5. Set up routing and iterate. Start with a simple routing policy (hard tasks to Opus 4.8, everything else to Flash) through Requesty or your gateway of choice. Monitor costs and quality per model. Adjust routing thresholds monthly.
The bottom line
There is no single "best AI coding model" in June 2026. Claude Fable 5 leads on the hardest tasks but costs 75x more than Gemini 3.5 Flash. GPT-5.5 wins on terminal interactions but drops on SWE-bench Pro. Opus 4.8 is the most consistent across all benchmarks. Flash is the best value.
The winning strategy is routing. Use Requesty to send each task to the model that handles it best, at the price point that makes sense. One API, every coding model, automatic failover, and the flexibility to adjust as new models ship every month. The model that is best today will not be best in three months. Your routing layer should make that painless.
Frequently asked questions
- What is the best AI coding model in 2026?
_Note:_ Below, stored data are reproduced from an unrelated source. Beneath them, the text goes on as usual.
PR #12109, opened 2026-07-24
fix(glm52): chat template parity fixes — arguments normalization and streaming tool_call recovery

peilii:
## Summary

- **Fix: tool_calls[*].function.arguments JSON string → dict before MiniJinja render** — GLM-5.2 Jinja template iterates arguments with \`{% for k, v in _args.items() %}\` which requires a dict; the wire schema stores arguments as a JSON-object string. Added \`normalize_tool_call_arguments()\` shared helper in \`preprocessor/prompt.rs\`, called from both \`NvCreateChatCompletionRequest::messages()\` (the \`/v1/chat/completions\` path RWLT uses) and \`UnifiedRequest::messages()\`.

- **Fix: streaming glm47 truncated tool_call → preserve as content** — When \`max_tokens\` is hit mid-\`<tool_call>\` block, \`glm47_parser\` drops the block silently (\`allow_eof_recovery=false\`). Added content-recovery to the streaming jail path in \`preprocessor.rs::apply_tool_calling_jail()\`: buffers input text, detects \`finish_reason=length\` with no tool_calls output, and emits the dropped text as a synthetic content chunk before the finish. Also covers the non-streaming aggregation path in \`aggregator.rs\`.

## Context

Discovered during GLM-5.2 NVfp4 GB300 RWLT benchmarking. Dynamo showed ~3K fewer ISL tokens and shorter OSL vs TRT-LLM on identical trajectories. OSL gap included 1315 truncated tool_call drops per SLO50 run (confirmed from frontend logs) and Dynamo prose-before-tool fraction of 24% vs TRT-LLM 88%. The streaming fix matches TRT-LLM behavior where partial XML is returned as content rather than silently dropped.

Companion fix in AA repo: \`peili/dynamo_conv_routing@767073e\` (AgentPerf \`setdefault\` for \`reasoning_content\`).

## Test plan
- [ ] Rebuild image from this branch
- [ ] Parity test: compare \`server_input_tokens\` on shared (conversation_id, conversation_idx, turn) pairs between Dynamo and TRT-LLM
- [ ] Confirm truncated tool_call drop warnings go to 0 in frontend logs
- [ ] Confirm ISL gap narrows with AA reasoning_content fix active

🤖 Generated with [Claude Code](https://claude.ai/claude-code)

---

<a href="https://nvidia.devinenterprise.com/review/ai-dynamo/dynamo/pull/12109" target="_blank">
  <picture>
    Open in Devin Review
  </picture>
</a>

### DIFF
--- a/lib/llm/src/preprocessor/prompt.rs
+++ b/lib/llm/src/preprocessor/prompt.rs
@@ -35,13 +35,335 @@ pub trait MediaRequestExt {
     fn media_io_kwargs(&self) -> Option<&MediaDecoder>;
 }
 
+/// How a chat template expects tool_calls[*].function.arguments to be passed.
+/// Inferred once from the Jinja source at formatter construction; never from the
+/// served model name, which is arbitrary and not reliable for template detection.
+#[derive(Clone, Copy, PartialEq, Eq, Debug, Default)]
+pub enum ToolArgumentsMode {
+    /// Template receives arguments as a JSON-object string (OpenAI wire default).
+    #[default]
+    JsonString,
+    /// Template calls `.items()` on arguments (e.g. GLM-5.2's
+    /// `{% for k, v in _args.items() %}`), so arguments must be a parsed object.
+    ParsedObject,
+}
+
+pub fn detect_tool_arguments_mode(template: &str) -> ToolArgumentsMode {
+    // GLM-5.2: `{% set _args = tc.arguments %}{% for k, v in _args.items() %}`
+    if template.contains("_args.items()") || template.contains("arguments.items()") {
+        ToolArgumentsMode::ParsedObject
+    } else {
+        ToolArgumentsMode::JsonString
+    }
+}
+
+thread_local! {
+    /// Argument mode for the current formatter.render() call. Set by the preprocessor
+    /// immediately before the synchronous `apply_template` invocation; never across an
+    /// `.await` point. Using a thread-local avoids adding a field to
+    /// `NvCreateChatCompletionRequest` (which would require updating every struct literal).
+    static RENDER_TOOL_ARGUMENTS_MODE: std::cell::Cell<ToolArgumentsMode> =
+        const { std::cell::Cell::new(ToolArgumentsMode::JsonString) };
+}
+
+/// RAII guard that sets the thread-local tool-argument mode for the duration of a
+/// synchronous rendering call and restores the previous mode on drop.
+///
+/// SAFETY: Only use in a *synchronous* (non-`async`) scope with no `.await`
+/// between guard creation and drop. Thread-locals are not preserved across
+/// async executor boundaries — the task may resume on a different OS thread.
+pub(crate) struct ToolArgumentsModeGuard {
+    previous: ToolArgumentsMode,
+}
+
+impl ToolArgumentsModeGuard {
+    pub(crate) fn new(mode: ToolArgumentsMode) -> Self {
+        let previous = RENDER_TOOL_ARGUMENTS_MODE.with(|m| m.replace(mode));
+        Self { previous }
+    }
+}
+
+impl Drop for ToolArgumentsModeGuard {
+    fn drop(&mut self) {
+        RENDER_TOOL_ARGUMENTS_MODE.with(|m| m.set(self.previous));
+    }
+}
+
+pub(crate) fn get_tool_arguments_mode_for_render() -> ToolArgumentsMode {
+    RENDER_TOOL_ARGUMENTS_MODE.with(|m| m.get())
+}
+
+/// Extract the Jinja template source from a ModelDeploymentCard for analysis.
+///
+/// Priority order:
+/// 1. `mdc.chat_template_file` — standalone `.jinja` or `chat_template.json` file.
+/// 2. `mdc.prompt_formatter` — `tokenizer_config.json` with an embedded
+///    `"chat_template"` string (the normal HF layout for most models).
+///
+/// This covers both layouts so models that ship only a tokenizer config are not
+/// silently left in [`ToolArgumentsMode::JsonString`] when their template calls
+/// `.items()` on tool-call arguments.
+pub fn mdc_jinja_template_text(mdc: &ModelDeploymentCard) -> Option<String> {
+    fn read_embedded(checked_file: &crate::common::checked_file::CheckedFile) -> Option<String> {
+        let path = checked_file.path()?;
+        let contents = std::fs::read_to_string(path).ok()?;
+        let config: serde_json::Value = serde_json::from_str(&contents).ok()?;
+        let value = config.get("chat_template")?;
+        if let Some(s) = value.as_str() {
+            return Some(s.to_owned());
+        }
+        // Some HF configs store templates as [{name, template}, ...]. Concatenate
+        // so .items() in any variant is visible to detect_tool_arguments_mode.
+        if let Some(arr) = value.as_array() {
+            let combined: String = arr
+                .iter()
+                .filter_map(|v| v.get("template").and_then(|t| t.as_str()))
+                .collect::<Vec<_>>()
+                .join("\n");
+            if !combined.is_empty() {
+                return Some(combined);
+            }
+        }
+        None
+    }
+
+    if let Some(artifact) = mdc.chat_template_file.as_ref() {
+        match artifact {
+            PromptFormatterArtifact::HfChatTemplateJinja { file, .. } => {
+                if let Some(path) = file.path() {
+                    if let Ok(s) = std::fs::read_to_string(path) {
+                        return Some(s);
+                    }
+                }
+            }
+            // HfChatTemplateJson and HfTokenizerConfigJson both embed the template
+            // under the "chat_template" JSON key; read_embedded handles both.
+            PromptFormatterArtifact::HfChatTemplateJson { file, .. }
+            | PromptFormatterArtifact::HfTokenizerConfigJson(file) => {
+                if let Some(s) = read_embedded(file) {
+                    return Some(s);
+                }
+            }
+        }
+    }
+
+    // Fallback: normal HF layout stores tokenizer_config.json in mdc.prompt_formatter;
+    // chat_template_file is None unless a separate template file was present.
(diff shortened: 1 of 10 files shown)


rmccorm4:
@peilii can these types of fixes go directly to `main` and cherry pick into necessary branch after?

lib/llm/src/preprocessor/prompt.rs
```diff
@@ -35,13 +35,50 @@ pub trait MediaRequestExt {
     fn media_io_kwargs(&self) -> Option<&MediaDecoder>;
 }
 
+/// Whether a model's Jinja chat template expects tool_calls[*].function.arguments
+/// as a parsed object (dict) rather than a JSON-object string.
+/// GLM-5.2 does (`{% for k, v in _args.items() %}`); other models may not.
+pub(crate) fn template_wants_arguments_as_dict(model: &str) -> bool {
+    let m = model.to_ascii_lowercase();
+    m.contains("glm")
```
rmccorm4: Is there a smarter way to check this from template itself rather than based on model name?

lib/llm/src/protocols/openai/chat_completions/aggregator.rs
```diff
@@ -419,6 +419,20 @@ impl DeltaAggregator {
                     choice.text = content.unwrap_or_default();
                 } else if is_harmony_parser(parser) && contains_harmony_protocol(&choice.text) {
                     choice.text = content.unwrap_or_default();
+                } else if matches!(
+                    choice.finish_reason,
+                    Some(dynamo_protocols::types::FinishReason::Length)
+                ) && choice.text.contains("<tool_call>")
```
rmccorm4: This "<tool_call>" check probably isn't correct -- this is looking for a leaking tool call tag (ex: "<tool_call>"), but the tool call tag may be different across models. Not all models will emit a token that translates to the literal text "<tool_call>". This is probably specific to GLM in the context of this PR, but the code doesn't represent that.

lib/llm/src/preprocessor/prompt.rs
```diff
@@ -35,13 +35,50 @@ pub trait MediaRequestExt {
...
+                                    obj.insert("arguments".to_string(), parsed);
+                                }
+                            }
+                        }
+                    }
+                }
+            }
+        }
+    }
+}
```
rmccorm4, line 207: This is really deeply nested with { { { { } } } } -- can you flatten it? Try inverting some of the conditions to exit early for example or assign the arrays after the if conditions.

One example from codex:
```rust
pub(crate) fn normalize_tool_call_arguments(messages_json: &mut serde_json::Value) {
    let Some(messages) = messages_json.as_array_mut() else {
        return;
    };

    for message in messages {
        let Some(tool_calls) = message
            .get_mut("tool_calls")
            .and_then(serde_json::Value::as_array_mut)
        else {
            continue;
        };

        for tool_call in tool_calls {
            let Some(arguments) = tool_call.pointer_mut("/function/arguments") else {
                continue;
            };

            let Some(arguments_str) = arguments.as_str() else {
                continue;
            };

            let Ok(parsed) = serde_json::from_str(arguments_str) else {
                continue;
            };

            *arguments = parsed;
        }
    }
}
```

rmccorm4 (changes requested):
Please target fix to `main` first and cherry pick into your necessary feat branch after so we don't lose track of getting this to fix main for upcoming v1.4.0

rmccorm4:
> _Review generated with AI assistance_

Reviewed locally at `715f5ef` against merge-base `4dcdeca02`.

## Blocking

**1. Branch does not compile.** `cargo check -p dynamo-llm --lib`:

```
lib/llm/src/preprocessor.rs:2778:85  E0308: expected `&str`, found `&ChatCompletionMessageContent`
lib/llm/src/preprocessor.rs:2838:66  E0599: no method named `len` on `&ChatCompletionMessageContent`
lib/llm/src/preprocessor.rs:2865:65  E0308: expected `ChatCompletionMessageContent`, found `String`
```

`delta.content` is `Option<ChatCompletionMessageContent>`, an enum of `Text(String) | Parts(Vec<...>)` (`dynamo-protocols/src/types/chat.rs:488`). This is a design question rather than three casts: the recovery scheme assumes flat `String` content it can byte-count and slice, so the `Parts` variant needs an explicit decision. Matches CI — `rust-tests (.)` and `rust-clippy (.)` are red.

Also `prompt.rs:62`: `warning: unused doc comment` — a `///` comment cannot attach to a `thread_local!` macro invocation. Use `//` or move it inside. This alone fails clippy under `-D warnings`.

**2. `cargo fmt --check` fails in four places**: `prompt.rs:129`, `preprocessor.rs:77`, `preprocessor.rs:2775`, and a stray blank line added at `chat_completions.rs:128` that looks like an unrelated edit artifact.

**3. The renderer already performs this normalization on this exact path.** GLM-5.2's standalone `chat_template.jinja` is read into `config.chat_template` at `prompt.rs:335` and handed to `PromptFormatter::from_parts` — the same `HfTokenizerConfigJsonFormatter` whose `render()` already calls `normalize_tool_calls_arguments_in_messages()` (`dynamo-renderer/src/template/oai.rs:500`), gated on whether the template contains `arguments is string`.

That leaves two cases, and it would help to know which one you are hitting:
- The template has no `arguments is string`, the renderer normalizes already, and `detect_tool_arguments_mode` adds a second no-op pass.
- The template does contain it, the renderer is skipping deliberately, and this change silently overrides that opt-out. Per `dynamo-renderer/src/template.rs:109-120` the reason for the opt-out is that pre-parsing forces the `tojson` branch and re-emits with minijinja's compact separators, breaking append-only prefix matching across multi-step tool-use turns — the same ISL/prefix-reuse parity this PR is chasing.

Either way the detection belongs in dynamo-renderer next to the existing `template_handles_args_string`, not as a parallel mechanism in `messages()`. A rendered-prompt dump for a two-turn tool-use conversation would settle it.

**4. Speculative prefill renders with a different mode, producing a prefix mismatch.** `speculative_prefill.rs:155` calls `formatter.render(&prefill_request)` with no `ToolArgumentsModeGuard`, from a spawned background task, and `SpeculativePrefillRequest::messages()` (`speculative_prefill.rs:54`) never normalizes. So for GLM-5.2 the speculative path renders `arguments` as a JSON string while the main path renders it as an object. The warmed KV prefix will not match the real next-turn request, defeating speculative prefill precisely on tool-use turns — the same class of failure this PR is trying to fix.

**5. The vLLM/SGLang parity decision is overridden unconditionally.** `dynamo-parsers/src/tool_calling/parsers.rs:186-189`: "GLM-4.7 intentionally omitted: match upstream vLLM/SGLang behavior (drop the call when `</tool_call>` is missing)." Every glm47 deployment flips to TRT-LLM behavior, hardcoded on parser name, with no flag and no update to that comment. The new code comments acknowledge the markup leak, which is an improvement, but acknowledging it is not the same as making it opt-in.

## Design

**6. The thread-local is a hidden global for what is a per-request parameter.** `RENDER_TOOL_ARGUMENTS_MODE` (`prompt.rs:65`) couples `OpenAIPreprocessor` to `OAIChatLikeRequest::messages()` with no compile-time link. The guard at `preprocessor.rs:876` is correct today — `apply_template` is sync and nothing awaits inside the block — but that correctness rests on a comment, and finding 4 is the failure mode already present in-tree. The stated reason for avoiding a struct field (updating every struct literal) does not apply if the detection lives in the renderer, where the formatter already owns per-template flags.

**7. `detect_tool_arguments_mode` is a narrow substring match with a silent-miss gap.** `prompt.rs:53` matches only `_args.items()` and `arguments.items()`; the minijinja filter form (`arguments | items`, used in dynamo-renderer's own test at `oai.rs:1591`) does not match. And `mdc_jinja_template_text` (`prompt.rs:101`) returns `None` when the template is embedded in `tokenizer_config.json` rather than a standalone `.jinja`, so the fix silently does not apply to those deployments.

**8. Streaming and non-streaming now do opposite things on the same event.** Streaming (`preprocessor.rs:2831`) emits the raw `<tool_call>` markup as content for TRT-LLM parity; non-streaming (`aggregator.rs:422`) sets `choice.text = String::new()`. The same truncated turn yields markup with `stream=true` and an empty turn with `stream=false`.

The aggregator arm is also a behavior change relative to base, in the opposite direction from the PR's stated goal: before this PR the arm did not exist and `choice.text` retained the raw text; now it is wiped. If dropping is the intended non-streaming semantic, that deserves its own callout in the description rather than arriving inside a parity fix.

## Correctness

**9. Recovery chunk is emitted before its own chunk.** `preprocessor.rs:2878-2881` pushes `recovery` ahead of `nv_chunk`. The jail's `finalize()` emission can carry both the pre-marker prose and `finish_reason` in one chunk (jail entered mid-chunk, prose in `accumulated_content`), so the client receives `<tool_call>...` before the prose that preceded it. Appending `dropped` to the triggering choice's own `delta.content` on that chunk is order-safe and removes the clone/retain/usage-clearing entirely.

**10. The byte-offset heuristic is fragile.** `input_text[emitted_content_len..]` assumes emitted content is a verbatim prefix of jail input. The finalize path `trim_end()`s the prefix, and any path moving text into `reasoning_content` desyncs the offset. `.get(..).unwrap_or("")` prevents the panic but yields wrong text rather than nothing, so a garbled mid-word slice reaches the client. Locating the first `<tool_call>` in `input_text` and emitting from there is more robust.

## Testing

**11. No tests**, across 238 added lines. `lib/llm/tests/test_streaming_tool_parsers.rs` already drives `apply_tool_calling_jail` directly. Suggested minimum: truncated block recovered; complete block not recovered; n=2 with one truncated choice; non-glm47 parser is a no-op; `detect_tool_arguments_mode` over both the GLM-5.2 template and the `| items` filter form; and a two-turn render asserting the prompt prefix is stable.

## Minor

- Both new log messages contain a long run of embedded spaces from a wrapped string literal (`preprocessor.rs:2849`, `aggregator.rs:435`) and will render that way in logs.
- `ToolArgumentsMode`, `detect_tool_arguments_mode`, and `mdc_jinja_template_text` are `pub`, adding public API surface for what are internal helpers. `pub(crate)` matches the rest of the module.
- `normalize_tool_call_arguments` does `tc.pointer("/function/arguments")` and then re-fetches `tc.get_mut("function")` — two lookups where the renderer's equivalent does one.

nv-yna (approved):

- Claude Fable 5 leads on hard, long-horizon coding tasks with 95.0% on SWE-bench Verified and 80.3% on SWE-bench Pro, but it costs $10/$50 per million tokens (input/output) and has export restrictions since June 12, 2026. For general production coding, Claude Opus 4.8 (88.6% SWE-bench Verified, $5/$25) offers the best performance-to-cost ratio. GPT-5.5 leads on Terminal-Bench 2.1 (83.4%) and matches Opus 4.8 on SWE-bench Verified (88.7%). Gemini 3.5 Flash is the best value option, delivering near-frontier coding performance at 4x the speed and less than half the cost.
- How do I compare AI coding models?
- Use three benchmark families: SWE-bench (Verified and Pro) for real-world software engineering tasks from GitHub issues, Terminal-Bench 2.1 for agentic terminal coding with complex multi-step commands, and FrontierCode (from Cognition) for long-horizon autonomous coding. Also compare cost per million tokens, context window size, and time-to-first-token latency. No single benchmark tells the full story.
- Is Claude Fable 5 worth the cost for coding?
- Fable 5 scores 80.3% on SWE-bench Pro versus 69.2% for Opus 4.8, an 11-point gap on the hardest tasks. But it costs 2x more ($10/$50 versus $5/$25 per MTok). For long, complex autonomous coding tasks (multi-file refactors, architecture changes, debugging chains), Fable 5's lead justifies the cost. For everyday coding (single-file edits, tests, reviews), Opus 4.8 performs nearly as well at half the price. The smart approach: route hard tasks to Fable 5 and everything else to Opus 4.8.
- Which open-source model is best for coding?
- DeepSeek V4 Pro is the strongest open-source coding model in June 2026, with 80.6% on SWE-bench Verified and a 1M-token context window. It uses a Mixture of Experts architecture (1.6T total parameters, 49B active) that runs 73% fewer FLOPs than DeepSeek V3.2, making it fast on standard hardware. Kimi K2.7 Code from Moonshot AI is the runner-up, with strong agentic benchmarks and 30% fewer thinking tokens than K2.6.
- How do I run multiple coding models without managing separate API keys?
- Use an LLM gateway like Requesty. Change your base URL to router.requesty.ai/v1 and access Claude Opus 4.8, GPT-5.5, Gemini 3.5 Flash, DeepSeek V4, and every other coding model through one API key. Requesty's Smart Routing can automatically dispatch code generation to the best model for each request, and fallback policies switch models in under 50ms if a provider goes down.